I have this Gamma density function:
$$\frac{1}{6\theta^8} x^3 \exp\Big[\frac{-1}{\theta^2}x\Big]$$
If I calculate the MSE I have that:
$$\hat\theta=\frac{1}{2}\sqrt{\frac{1}{n}\sum{x_i}}$$
Now, if I calculate the Cramer Rao lower bound for this distribution, I have:
\begin{align}
\frac{\partial^2\log(f(x))}{\partial\theta^2} &= \frac{8\theta^2-6x}{\theta^4} \\[5pt]

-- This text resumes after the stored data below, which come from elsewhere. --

PR #1055, opened 2021-08-04
WRN-3773: Fix 5-way navigation of list items when item's internal content is updated

0x64:

### Checklist

5-way navigation to an *updated (re-rendered)* item fails when item's content is updated without updating a list.

### Resolution
The issue occurs due to an invalid DOM node info which is used to target 5-way navigation.
`enact/ui`'s logic is updated in enactjs/enact/pull/2937 to provide safe item container nodes rather than item nodes which could be invalidated by item-internal rendering, and this PR updates `VirtualList` to use the item container nodes.

### Additional Considerations

### Links
WRN-3773
enactjs/enact/pull/2937

### DIFF
--- a/CHANGELOG.md
+++ b/CHANGELOG.md
@@ -2,6 +2,12 @@
 
 The following is a curated list of changes in the Enact sandstone module, newest changes on the top.
 
+## [unreleased]
+
+### Fixed
+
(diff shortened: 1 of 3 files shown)


0x64:
Close as we decided not to apply this change.

PR #1056, opened 2021-08-06
WRN-3886: Fix SwitchItem restarts marquee when clicked

MikyungKim:
### Checklist

SwitchItem which uses Item inside restarts marquee when clicked

### Resolution
Since `Slottable` gives slots as new objects, if we compare the reference of slots, it will change whenever it renders. This lead to the re-start of the marquee.
Instead of this, we need to compare the size of slots so we can avoid this situation.
To notice the size of the node changed, I used `useMeasurable` and keep the refs regardless of `slotAfter` or `slotBefore` prop existence.
Also, `shrink` prop never gets down to `Marquee` since `Cell` is consuming, I added `inline` prop for inavlidateProps.

### Additional Considerations
I've changed the DOM structure of the Item, maybe it can cause some regression.

### Links
WRN-3886

### DIFF
--- a/Item/Item.js
+++ b/Item/Item.js
@@ -14,11 +14,11 @@ import classnames from 'classnames';
 import EnactPropTypes from '@enact/core/internal/prop-types';
 import kind from '@enact/core/kind';
 import Spottable from '@enact/spotlight/Spottable';
-import Pure from '@enact/ui/internal/Pure';
+import Slottable from '@enact/ui/Slottable';
 import {ItemBase as UiItemBase, ItemDecorator as UiItemDecorator} from '@enact/ui/Item';
 import {Cell, Layout, Row} from '@enact/ui/Layout';
 import {useMeasurable} from '@enact/ui/Measurable';
-import Slottable from '@enact/ui/Slottable';
+import Pure from '@enact/ui/internal/Pure';
 import compose from 'ramda/src/compose';
 import PropTypes from 'prop-types';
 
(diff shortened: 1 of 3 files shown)


Item/Item.js
```diff
@@ -240,31 +280,48 @@ const ItemBase = kind({
...
+					</span>
+				</Cell>
 			</UiItemBase>
 		);
 	}
 });
 
+const ItemMeasurementDecorator = (Wrapped) => {
+	return function ItemMeasurementDecorator (props) { // eslint-disable-line no-shadow
+		const {ref: slotAfterRef, measurement: {width: slotAfterWidth = 0} = {}} = useMeasurable() || {};
```
0x64, line 307:
```suggestion
		const {ref: slotAfterRef, measurement: {width: slotAfterWidth = 0} = {}} = useMeasurable();
```

Item/Item.js
```diff
@@ -240,31 +280,48 @@ const ItemBase = kind({
...
+		const {ref: slotBeforeRef, measurement: {width: slotBeforeWidth = 0} = {}} = useMeasurable() || {};
```
0x64, line 308:
```suggestion
		const {ref: slotBeforeRef, measurement: {width: slotBeforeWidth = 0} = {}} = useMeasurable();
```

Item/Item.js
MikyungKim: ✔️

Item/Item.js
MikyungKim: ✔️

0x64 (approved):

PR #1065, opened 2021-08-20
WRN-5464: Fixed Scroller to move focus via up/down keys from scroll thumb when the content is short but the scrollbar is visible

MikyungKim:

### Checklist

When the Scroller has short content and the scrollbar is visible, the focus is not moving via up down key from the scroll thumb. 

### Resolution
When the content is short, the `--scrollbar-thumb-progress-ratio` is NaN since the client size and scrollable size is the same.
We didn't care about this case when we move the focus from scroll thumb. I've added a guard to care about this case.

### Additional Considerations

### Links
WRN-5464

### DIFF
--- a/CHANGELOG.md
+++ b/CHANGELOG.md
@@ -2,6 +2,12 @@
 
 The following is a curated list of changes in the Enact sandstone module, newest changes on the top.
 
+## [unreleased]
+
+### Fixed
+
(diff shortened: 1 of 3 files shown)


0x64 (approved):
💯

seunghoh (approved):
LGTM

PR #1067, opened 2021-08-24
WRN-5513: TimePicker: Fixed abnormal minute animation in some locales

MikyungKim:

### Checklist

* [ ] I have read and understand the [contribution guide](http://enactjs.com/docs/developer-guide/contributing/)

Minute picker's animation looks weird in some locales(e.g. ko-KR, ar-SA,...)

### Resolution
We display pickers in Timepicker with flex and in some locales, the start position would have decimal points since we determine the width of the pickers by the number of '0'.
It seems like an issue with blink but we couldn't make a pure HTML example that reproduces the issue.
Meanwhile, we've found that if we make the picker's width integer value, the animation seems ok.
So I've added min-width to sizingPlaceholder.

### Additional Considerations

### Links
WRN-5513

### DIFF
--- a/CHANGELOG.md
+++ b/CHANGELOG.md
@@ -2,6 +2,12 @@
 
 The following is a curated list of changes in the Enact sandstone module, newest changes on the top.
 
+## [unreleased]
+
+### Fixed
+
+- `sandstone/TimePicker` abnormal minute animation in some locales
+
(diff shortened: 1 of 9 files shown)


0x64 (approved):
:lgtm:

PR #1070, opened 2021-08-25
WRN-2730: QA-Sampler: Fix the title is the same as the story name

YunhoLee0:
### Checklist

Before migrating storybook 6.x, the title of each sample was the same as its story name.
There seems to be a bug when migrating the storybook.

### Resolution
Make the title of each sample the same as the story name.

### Links
WRN-2730


samples/sampler/src/ThemeEnvironment/ThemeEnvironment.js
```diff
@@ -155,6 +155,8 @@ const StorybookDecorator = (story, config = {}) => {
 		groupId: 'Development'
 	};
 
+	const componentName = config.kind.replace(/^([^/]+)\//, '');
```
juwonjeong, line 158: I think we can also use regExp in this way.
```suggestion
	const componentName = config.kind.replace(/^\w+\//, '');
```

juwonjeong:
LGTM

juwonjeong (approved):
LGTM

samples/sampler/src/ThemeEnvironment/ThemeEnvironment.js
```diff
@@ -178,7 +180,7 @@ const StorybookDecorator = (story, config = {}) => {
 	return (
 		<Theme
 			className={classnames(classes)}
-			title={`${config.kind}`.replace(/\//g, ' ').trim()}
+			title={componentName === config.name ? `Sandstone ${componentName}` : `${componentName} ${config.name}`}
```
MikyungKim, line 183: How about
```suggestion
			title={componentName === config.name ? `${config.kind}`.replace(/\//g, ' ').trim() : `${componentName} ${config.name}`}
```
for other theme usage?

YunhoLee0: I think that's better than before. Thank you!
It's fixed.

MikyungKim (commented):
Would you fix this in agate too?

MikyungKim (approved):
👍 Now we can see the right QA sampler names again. Thanks.

PR #1073, opened 2021-09-01
WRN-5909: Sync up UI-Test and TC.

dongsuwon:
Enact-DCO-1.0-Signed-off-by: Dongsu Won (dongsu.won@lgepartner.com)

### Checklist

- Need to change the TC number in the UI-Test

### Resolution
- Change the TC number in the UI-Test

### Additional Considerations

### Links
[//]:# (Related issues, references)
WRN-5909

### Comments
As the TC moves from Jira to CLM change the TC number in the UI-Test.


tests/ui/specs/SwitchItem/SwitchItem-specs.js
```diff
@@ -23,12 +23,12 @@ describe.skip('SwitchItem', function () {
 		});
 
 		describe('5-way', function () {
-			it('should select the item when selected - [GT-21377]', function () {
+			it('should select the item when selected', function () {
```
juwonjeong, line 26: Would it be possible to match TC GT-21377 with TC QWT-2527? 
```suggestion
			it('should select the item when selected - [QWT-2527]', function () {
```

tests/ui/specs/TabLayout/VerticalTabsWithIcons/VerticalTabsWithIcons-specs.js
```diff
@@ -11,8 +11,7 @@ describe('TabLayout', function () {
 		describe('collapsing/expanding behavior', function () {
 			describe('5-way interaction', function () {
 
-				// this covers GT-28257 step 3
-				it('should collapse tabs when focus is moved to a Spottable component in the content container', function () {
+				it('should collapse tabs when focus is moved to a Spottable component in the content container - [QWT-2758]', function () {
```
juwonjeong, line 14: Can we mention step number on line 18 and 35 instead?
```
// Step 3-2: 5-way right to Spottable component 
// Step 4: Back to the tabs
```

tests/ui/specs/TabLayout/VerticalTabsWithoutIcons/VerticalTabsWithoutIcons-specs.js
```diff
@@ -11,8 +11,7 @@ describe('TabLayout', function () {
 		describe('collapsing/expanding behavior', function () {
 			describe('5-way interaction', function () {
 
-				// this covers GT-28259 step 3
-				it('should collapse tabs when focus is moved to a Spottable component in the content container', function () {
+				it('should collapse tabs when focus is moved to a Spottable component in the content container - [QWT-2756]', function () {
```
juwonjeong, line 14: Same as VerticalTabsWithIcons-specs.js
```
// Step 3-2: 5-way right to Spottable component 
// Step 4: Back to the tabs
```

tests/ui/specs/SwitchItem/SwitchItem-specs.js
dongsuwon: As the QWT-2527 test is the pointer mode test, and this test is a 5-way test, I don't think this test and the test of QWT-2527 are the same. I think the test on 50 line is the same as QWT-2527, what do you think?

juwonjeong: Sorry, I forgot to check the test mode:( I think we can just leave it as you fixed it.

juwonjeong (approved):
LGTM

PR #1082, opened 2021-09-15
WRN-7368: VirtualList: Ignore keyEvent when the data-index is unreliable

jeonghee27:
### Checklist

VirtualList: sometimes the focus moves to the previous item while scrolling

### Resolution
I don't know why the data-index to be updated outputs in the js code. (VL code, Sportlight code..., onFocus)
However, in the keyDown event handler, the previous data-index outputs.
I presume it's caching the DOM properties inside the browser.

Workaround : Ignore key event when the data-index is unreliable

### Additional Considerations
It's not accurate because of the low reproduced rate, but it seems to be reproduced only in Chromium-based browsers.

### Links
WRN-7368

### Comments


MikyungKim (approved):
:lgtm:

PR #1101, opened 2021-11-03
WRN-6753: Fixed Cross-Platform Enact iOS: VideoPlayer - A video does not start to play

stanca-pop-lgp:

### Checklist

Added `playsInline` attribute to Video component. If set to true, the video starts playing on mobile iOS even if it is not entirely visible or on fullscreen.

### Resolution

### Additional Considerations

### Links
WRN-6753

### DIFF
--- a/VideoPlayer/Video.js
+++ b/VideoPlayer/Video.js
@@ -69,18 +69,6 @@ const VideoBase = class extends Component {
 		mediaComponent: EnactPropTypes.renderableOverride,
 
 		/**
-		 * A Boolean attribute indicating that the video is to be played "inline",
-		 * that is within the element's playback area.
-		 *
-		 * Note that the absence of this attribute does not imply that the video will always be played in fullscreen.
-		 *
-		 * @type {Boolean}
-		 * @public
-		 * @default true
-		 */
-		playsInline: PropTypes.bool,
-
-		/**
 		 * The video source to be preloaded. Expects a `<source>` node.
 		 *
 		 * @type {Node}
--- a/VideoPlayer/Video.js
+++ b/VideoPlayer/Video.js
@@ -69,12 +69,24 @@ const VideoBase = class extends Component {
 		mediaComponent: EnactPropTypes.renderableOverride,
 
 		/**
+		 * A Boolean attribute indicating that the video is to be played "inline",
+		 * that is within the element's playback area.
+		 *
+		 * Note that the absence of this attribute does not imply that the video will always be played in fullscreen.
+		 *
+		 * @type {Boolean}
+		 * @public
+		 * @default true
+		 */
+		playsInline: PropTypes.bool,
+
+		/**
 		 * The video source to be preloaded. Expects a `<source>` node.
 		 *
 		 * @type {Node}
 		 * @public
 		 */
-		preloadSource:  PropTypes.node,
+		preloadSource: PropTypes.node,
 
 		/**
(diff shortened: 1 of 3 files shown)


VideoPlayer/Video.js
```diff
@@ -253,6 +265,7 @@ const VideoBase = class extends Component {
 						controls={false}
 						key={sourceKey}
 						mediaComponent={mediaComponent}
+						playsInline
```
daniel-stoian-lgp, line 268: this is always set to true. should it be like this?

stanca-pop-lgp: Thank you for this observation. I took the liberty of not making it available to changing. So "playsInline" will always be true. I refactored accordingly.

daniel-stoian-lgp (approved):
LGTM

jeonghee27:
Sorry, I don't understand most of this issue.

Expected Result: A video plays.
Actual Result: A video does not play even if a loading animation disappears.
Is this issue about autoplay?
The `playInline` option (As I konw, it play without switching to full screen) solve this problem?
I've tested with iPhone 6s (chrome 78 and Safary), but I don't catch the difference before and after the fix, and it still doesn't play. In what environment was it verified?

jeonghee27:
Does the playsInline attribute pass to the <video> Dom? They both (Before and After) change to full scene mode and play after I touch to play. It does not play automatically, I tested it on iPhone 12.

stanca-pop-lgp:
> Sorry, I don't understand most of this issue.
> 
> Expected Result: A video plays. Actual Result: A video does not play even if a loading animation disappears.
> 
> Is this issue about autoplay? The `playInline` option (As far as I konw, it play video without switching to full screen) solve this problem? I've tested with iPhone 6s (chrome 78 and Safary), but I don't catch the difference before and after the fix, and it still doesn't play. In what environment was it verified?

@jeonghee27 I tested with iPhone 8 (Chrome v. 95.0.4638.50). Before adding the `playsInline` attribute the video was not playing after loading animation disappeared (neither autoplay, nor if I clicked play). Adding it solved the problem on my device.

stanca-pop-lgp:
> Does the playsInline attribute pass to the video DOM? They both (Before and After) change to full scene mode and play after I touch to play. It does not play automatically, I tested it on iPhone 12.

I see... well I will try testing it on iPhone 8 plus (so far this is my only extra option). Could someone on your team test it on a different iPhone? Do you think that there is not a bug or it's a different kind of problem? Thank you.

jeonghee27:
> I see... well I will try testing it on iPhone 8 plus (so far this is my only extra option). Could someone on your team test it on a different iPhone? Do you think that there is not a bug or it's a different kind of problem? Thank you.

While handling the Cross-Platform iOS issue, did you not check the operation in the actual iOS?  
I personally rented devices from iPhone users and checked them out.
It seems that the result is the same even if I borrow another device. Have you checked that props are properly passed to the Video DOM?
From what I analyzed, the "VideoPlayer" component used by the sampler is not same with the "Video" component that you fixed.

jeonghee27:
> (neither autoplay, nor if I clicked play).

That's weird. On the iPhone 12 and 13 I tested, it was played in full screen when I touch for play. But It didn't play at all on iPhone 6.

stanca-pop-lgp:
PR closed as this fix does not resolve anything and the bug cannot be reproduced on iOS 15.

-nE\bigg[\frac{\partial^2}{\partial\theta^2}\log(f(x))\bigg] &= \frac{16n}{\theta^2}
\end{align}
Because $E(x)=4\theta^2$ then, Cramer Rao lower bound is equal to $\frac{\theta^2}{16n}$, but if I calculate the variance of $\hat\theta$ I have that as equal to $\frac{1}{4}\sqrt{\frac{4\theta^2}{n}}=\frac{\theta}{2\sqrt{n}}$. I assumed that the variance of sample mean is ${\rm Var}(\bar{x})= \frac{\sigma^2}{n}$, where $\sigma^2$ indicates the variance of the population that is distributed as a $\Gamma(\theta^2,4)$. So ${\rm Var}(\frac{1}{2}\sqrt{\bar{x}})=(\frac{1}{2})^2\sqrt{\frac{4\theta^4}{n}}= \frac{2\theta^2}{4\sqrt{n}}=\frac{\theta^2}{2\sqrt{n}}$, which is different from the Cramer Rao lower bound $\frac{\theta^2}{ 16n}$
But if I write the density function in the form of the exponential family, I have:
\begin{align}
\frac{1}{6\theta^8} x^3 \exp\Big[\frac{-1}{\theta^2}x\Big] &= \frac{1}{6}x^3 \exp\big[-\frac{1}{\theta^2}x-8\log\theta\big] \\[5pt]
a(\theta) &= -\frac{1}{\theta^2} \\[5pt]
t(x) &= x \\[5pt]
c(\theta) &= -8\log\theta \\[5pt]
-\frac{c'(\theta)}{a'(\theta} &= 4\theta^2
\end{align}
And I find that $\frac{1}{n}\sum{x_i}$ is the UMVUE estimator for $4\theta^2$.
And so I have that $\frac{1}{2}\sqrt{\frac{1}{n}\sum{x_i}}$ is UMVUE estimator for $\theta$.
But how can it be possible if the variance of this estimator is different from the Cramer Rao lower bound?
Best Answer
Remember an unbiased estimator that reaches the Cramer-Rao lower-bound is UMVUE, but if an estimator is UMVUE it does not necessarily reach the Cramer-Rao lower bound.